In simple terms, this means that anyone who suffered a business loss, of any size, in the 40 MDAs is eligible to finance any other business real property or improvements on a tax exempt basis. In addition, even if a person did not suffer a business loss as a result of the Disaster Events, the Governor may designate a new business in an MDA as replacing a trade or business that suffered a business loss in the MDA from the Disaster Events and such project can be financed tax exempt. Recent guidance from the IRS gives the Governor the discretion to determine if a business "replaces a trade or business" that suffered a loss.

 There are certain other tax restrictions on the MDA Bonds. For instance, one of the most significant is that movable fixtures and equipment may not be financed with the proceeds of the MDA Bonds. Factual analysis may be required to determine whether a fixture is movable. If proceeds of the MDA Bonds are used to acquire existing buildings, the borrower must make rehabilitation expenditures with respect to such buildings within two years equal to at least 50% of the portion of the acquisition cost financed with proceeds of the MDA Bonds (the normal existing requirement is for 25% rehabilitation). Not more than 25% of the proceeds of the MDA Bonds may be used to acquire land. MDA Bonds may not be used to finance any skybox or other private luxury box, health club facility, golf course, country club, massage parlor, hot tub facility, suntan facility, racetrack or other gambling facility, or liquor store. Finally, depreciation on the property financed by the MDA Bonds must be deducted for federal income tax purposes on a straight-line basis.
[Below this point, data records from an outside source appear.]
PR #581, opened 2022-11-27
Localize labels dynamically

### LINKED ISSUE #20: Implement language switching in URL querystring

### LINKED ISSUE #579: Update label language when user language preference changes
The `text-field` expressions for label layers are only evaluated statically as the page loads. To dynamically switch languages after the page loads, we could listen for the [`languagechange`](https://developer.mozilla.org/en-US/docs/Web/API/Window/languagechange_event) and tear down and rebuild all the layers. This would require refactoring americana.js.

_Originally posted by @1ec5 in https://github.com/ZeLonewolf/openstreetmap-americana/pull/578#discussion_r1032848256_

1ec5:
The format of the hash at the end of the application’s URL has changed from `#zoom/latitude/longitude` to `#map=zoom/latitude/longitude`, which is consistent with both openstreetmap.org and iD. For easier map sharing and debugging, the application now accepts a `language=` parameter as part of the hash. For example, `#map=12/29.95/-90.08` zooms to New Orleans, but `#language=fr&map=12/29.95/-90.08` zooms to _La Nouvelle Orléans_, and `#language=vi,es&map=12/29.95/-90.08` zooms to _Nueva Orleans_.

The application is now capable of rebuilding the entire style at an arbitrary time after the page loads. It rebuilds the style any time the user’s language preference changes or the URL hash’s `language` parameter changes. The only dynamic part of the style is label localization. Rebuilding the layers is challenging because of the codebase’s extensive use of global variables, but this PR uses a `metadata` field to persist an indication of the intention to localize a given layer’s `text-field` property, which is resolved just before setting the style.

Fixes #20 and fixes #579.

### DIFF
--- a/src/americana.js
+++ b/src/americana.js
@@ -2,6 +2,8 @@
 
 import config from "./config.js";
 
+import * as Label from "./constants/label.js";
+
 import * as Util from "./js/util.js";
 import * as Shield from "./js/shield.js";
 import * as ShieldDef from "./js/shield_defs.js";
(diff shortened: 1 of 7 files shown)


claysmalley (approved):
Fantastic work!

PR #585, opened 2022-11-27
Draw trapezoid shields mathematically without SVGs

claysmalley:
Adds a function to draw trapezoid shield backgrounds with arbitrary widths, colors, corner angles and corner radii. This function replaces the trapezoid SVG icons.

Screenshot from 2022-11-27 18-34-32
Screenshot from 2022-11-27 18-34-09


ZeLonewolf:
Nebraska:
image

ZeLonewolf:
Ontario secondary:
image

claysmalley:
Those are actually Ontario county roads, same as Nebraska state highways.

Here are some Ontario secondary routes:

Screenshot from 2022-11-27 16-39-55

claysmalley:
That actually exposed a math error on my part... I forgot to assign the sine a sign.

Screenshot from 2022-11-27 18-31-34

src/js/shield_defs.js
```diff
@@ -651,20 +638,37 @@ export function loadShields(shieldImages) {
...
   );
-  shields["CA:ON:Halton"] = trapezoidUpShieldGreenYellow;
-  shields["CA:ON:Peel"] = trapezoidUpShieldBlackYellow;
-  shields["CA:ON:Simcoe"] = {
-    ...trapezoidUpShield,
-    textColor: Color.shields.blue,
-    colorLighten: Color.shields.blue,
-  };
+  shields["CA:ON:Halton"] = trapezoidShield(
+    10,
```
1ec5, line 651: Should the angle default to 10°? It seems to be a pretty common design.

1ec5 (approved):
I agree with generating shapes programmatically when possible. It’ll be a lot less annoying to add new width variants of a shield.

This will remove some icons from this project’s taginfo listing for now, until we finish implementing #577.

src/js/shield_defs.js
claysmalley: I chose 10° for most of these because it was visually similar to the SVG icon, but these shields use different angles in real life. I don't want to set a precedent for all trapezoid shields to look the same just because they're trapezoids—if Nebraska state highways and Ontario county roads have different dimensions, we can try to match those dimensions if we want.

Also, negative numbers indicate a trapezoid with a long bottom (like `CA:ON:secondary`). The top-heavy trapezoid may be more common, and I did assign it a positive number accordingly, though it would feel weird to default to one or the other.

ZeLonewolf:
Looks good:

image

PR #587, opened 2022-11-27
Global Find/replace to convert CR/LF -> LF

ZeLonewolf:
This only impacted one file.  Converts CR/LF endings to LF endings.


1ec5 (approved):
Not sure how this one slipped through the cracks. #585 also runs this file through svgo.

PR #94, opened 2018-06-27
avoid SIGINT on Windows

wjwwood:
This is required to avoid a (non-fatal, but annoying) traceback on Windows when launch tries to send SIGINT to it's children.

This patch automatically escalates to SIGTERM (which does work), which is what the old launch did, and is also what eventually happens with launch now, but only after waiting five seconds. This removes the wait as well.

Eventually this might be fixed with some combination of `creationflags` and `signal.CTRL_C_EVENT`, but that's an ongoing issue with subprocess on Windows.

### DIFF
--- a/launch/launch/actions/execute_process.py
+++ b/launch/launch/actions/execute_process.py
@@ -17,6 +17,7 @@
 import asyncio
 import logging
 import os
+import platform
 import shlex
 import signal
 import threading
@@ -240,6 +241,14 @@ class ExecuteProcess(Action):
                 typed_event.signal_name, self.process_details['name']
             ))
             return None
+        if platform.system() == 'Windows' and typed_event.signal_name == 'SIGINT':
+            # TODO(wjwwood): remove this when/if SIGINT is fixed on Windows
+            _logger.warn(
+                "'SIGINT' sent to process[{}] not supported on Windows, escalating to 'SIGTERM'"
+                .format(self.process_details['name']))
+            typed_event = SignalProcess(
+                signal_number=signal.SIGTERM,
+                process_matcher=lambda process: True)
         _logger.info("sending signal '{}' to process[{}]".format(
             typed_event.signal_name, self.process_details['name']
         ))


wjwwood:
Before:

As is true with other private activity bonds, an important early step is to obtain an inducement (or official action) resolution of the issuer of the bonds to finance the project. Once obtained, any expenditures incurred by the borrower not more than 60 days prior to that resolution may be financed from the MDA Bonds at the time of issuance. Pursuant to recent actions from the IRS, in addition, any expenditure incurred after the date of the Disaster Event and prior to December 31, 2009, may also be reimbursed from the proceeds of the MDA Bonds, even though such a resolution may not have been adopted until 2010.

  • Tax Exempt Revenue Bonds provide capital financing at lower rates than most conventional financing sources. Interest rates and terms are negotiated. Bonds are issued through loan, lease, or sale agreements. The bonds can finance facilities for manufacturing and certain other projects. Boththe City of Terre Haute and Vigo County have successful track records of working with local manufacturers to provide tax-exempt bond financing. Volume cap is the amount of tax-exempt financing for certain types of private companies allowed in a state in a calendar year. A company must obtain an award of volume cap before it can have tax-exempt bonds issued for its project.

Certified Technology Park

A result of 2002's tax restructuring legislation, the Indiana Economic Development Corporation's Certified Technology Park program encourages the location of high-technology businesses within areas identified by local redevelopment commissions. In Terre Haute, the Rose-Hulman Institute of Technology South Campus was designated as a Certified Technology Park in 2004. Portions of tax revenues generated by tenants are reinvested into the park and used for improvements, operation and maintenance of facilities, payment of interest and principal on bonds and other business-generating activities.